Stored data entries
+===+
PR #697, opened 2022-01-04
Strip namespace when using `policy_class`

### LINKED ISSUE #666: authorize is returning array with namespace, not just record
> What did you do?

From a Rails controller action that includes Pundit, `project = authorize([:admin, Project.first])` as is done in the Pundit README.

> What did you expect to happen?

After Pundit uses `Admin::ProjectPolicy` to authorize the current user's access to `Project.first`, I expected `project` to be `Project.first`.

> What happened instead?

`project` was instead equal to `[:admin, Project.first]`.

> Make sure to include as much relevant information as possible. Ruby version, Pundit version, OS version and any stack traces you have are very valuable.

Ruby version 2.6.6
Pundit version 2.1.0
Mac OS 10.15.7

I see that `master` currently [handles the namespace array properly](https://github.com/varvet/pundit/blob/master/lib/pundit.rb#L226), but [the same method](https://github.com/varvet/pundit/blob/v2.1.0/lib/pundit.rb#L225) on version 2.1.0 just returns the array.

I validated that Pundit is finding the namespaced policy (`Admin::ProjectPolicy`) and using it correctly by throwing an exception when appropriate. This is simply an issue with the return value of `authorize` after a successful authorization using a namespaced policy.

Overall, I'm enjoying Pundit so far and would love to use this namespace shorthand, but until this is fixed, I'll need to explicitly pass the `policy_class` option or handle the returned array myself. Thanks for reading and in advance for any help on this!

### LINKED ISSUE #689: Record is array when using namespaced policies with policy_class set

Burgestrand:
Closes #689
Closes #694
Closes #666

Using `policy_class` and namespacing are two different ways of doing the same thing (specifying which policy to use). When both are given, we ignore the namespacing and rely on policy class since it's more specific — when we do so, we need to strip the namespace when passing the record to the policy class.

This is a refactor of #694.

TODO:
- [x] Update the changelog.

### DIFF
--- a/lib/pundit.rb
+++ b/lib/pundit.rb
@@ -67,7 +67,7 @@ module Pundit
     # @raise [NotAuthorizedError] if the given query method returned false
     # @return [Object] Always returns the passed object record
     def authorize(user, record, query, policy_class: nil)
-      policy = policy_class ? policy_class.new(user, record) : policy!(user, record)
+      policy = policy_class ? policy_class.new(user, pundit_model(record)) : policy!(user, record)
 
       raise NotAuthorizedError, query: query, record: record, policy: policy unless policy.public_send(query)
 
@@ -218,11 +218,12 @@ module Pundit
 
     @_pundit_policy_authorized = true
 
-    policy = policy_class ? policy_class.new(pundit_user, record) : policy(record)
+    actual_record = record.is_a?(Array) ? record.last : record
+    policy = policy_class ? policy_class.new(pundit_user, actual_record) : policy(record)
 
     raise NotAuthorizedError, query: query, record: record, policy: policy unless policy.public_send(query)
 
-    record.is_a?(Array) ? record.last : record
+    actual_record
   end
 
   # Allow this action not to perform authorization.
--- a/lib/pundit.rb
+++ b/lib/pundit.rb
@@ -61,17 +61,23 @@ module Pundit
     # authorized to perform the given action.
     #
     # @param user [Object] the user that initiated the action
-    # @param record [Object] the object we're checking permissions of
+    # @param possibly_namespaced_record [Object, Array] the object we're checking permissions of
     # @param query [Symbol, String] the predicate method to check on the policy (e.g. `:show?`)
     # @param policy_class [Class] the policy class we want to force use of
+    # @param cache [#[], #[]=] a Hash-like object to cache the found policy instance in
     # @raise [NotAuthorizedError] if the given query method returned false
     # @return [Object] Always returns the passed object record
-    def authorize(user, record, query, policy_class: nil)
-      policy = policy_class ? policy_class.new(user, pundit_model(record)) : policy!(user, record)
+    def authorize(user, possibly_namespaced_record, query, policy_class: nil, cache: {})
+      record = pundit_model(possibly_namespaced_record)
+      policy = if policy_class
+        policy_class.new(user, record)
+      else
+        cache[possibly_namespaced_record] ||= policy!(user, possibly_namespaced_record)
+      end
 
       raise NotAuthorizedError, query: query, record: record, policy: policy unless policy.public_send(query)
 
-      record.is_a?(Array) ? record.last : record
+      record
     end
 
     # Retrieves the policy scope for the given record.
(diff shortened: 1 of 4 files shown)


sedubois:
How does one make sure that the namespace is preserved when *not* using `policy_class`?

With Pundit 2.1.1, `policy(content)` returned `ContentPolicy` and `policy([:admin, content])` returned `Admin::ContentPolicy`. With 2.2.0 it now seems to always return `ContentPolicy`. How to get the old behaviour back? NB: I'm looking for a generic solution working for any argument class (could be `Content`, `User`, etc).

sedubois:
I used to override `def policy(record)` in `Pundit::Authorization`, but that method now seems to be unused. `authorize` now calls `Pundit.authorize` which calls `Pundit.policy`. 

Should `def policy(record)` in `Pundit::Authorization` be deleted?

sedubois:
NB: I used to override `def policy(record)` (to add a namespace to the records and thus load namespaced policies when in an admin context) but that method is not called by `def authorize` any more, so it makes the overriding more difficult. Now I have to override both `def pundit` and `def authorize`.

dgmstuart:
@sedubois have you tried the suggestion laid out in https://github.com/varvet/pundit#policy-namespacing?

If it doesn't work, please raise an issue.

lib/pundit.rb
```diff
@@ -61,17 +61,23 @@ class << self
...
     # @raise [NotAuthorizedError] if the given query method returned false
     # @return [Object] Always returns the passed object record
-    def authorize(user, record, query, policy_class: nil)
-      policy = policy_class ? policy_class.new(user, record) : policy!(user, record)
+    def authorize(user, possibly_namespaced_record, query, policy_class: nil, cache: {})
+      record = pundit_model(possibly_namespaced_record)
+      policy = if policy_class
+        policy_class.new(user, record)
+      else
+        cache[possibly_namespaced_record] ||= policy!(user, possibly_namespaced_record)
```
adherr, line 75: This appears to be a breaking change, and I'm curious whether or not that was intentional. Our code uses the `authorize(record)` method below which [used to find the policy_class with `policy`](https://github.com/varvet/pundit/pull/697/files#diff-2acc48fe8302d7198f5a4aa4aaa8b4f0502d185e186a099283264da056d450c7L221) but this now uses `policy!` in that situation. 

Can you please verify that you meant to force a more explicit definition of `policy_class`? Thanks!

Burgestrand: Knee-jerk reaction is that's indeed unintended! We had some other things that were affected by this move that might also be unintended, so I'd wager it's very likely we'll make some adjustments to this code in the near future.

adherr: Thanks for the reply and opening a new issue. I'll stick to 2.1.1 until this is worked out. Let me know if there's anything I can do to help.

Burgestrand: Hi @adherr! This was a long time ago, but I'm here again for other reasons.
+===+
▸ Assignment: Whenever the word "please" appears in a line above, copy that line.

▸ Solution for this task:
If it doesn't work, please raise an issue.
Can you please verify that you meant to force a more explicit definition of `policy_class`? Thanks!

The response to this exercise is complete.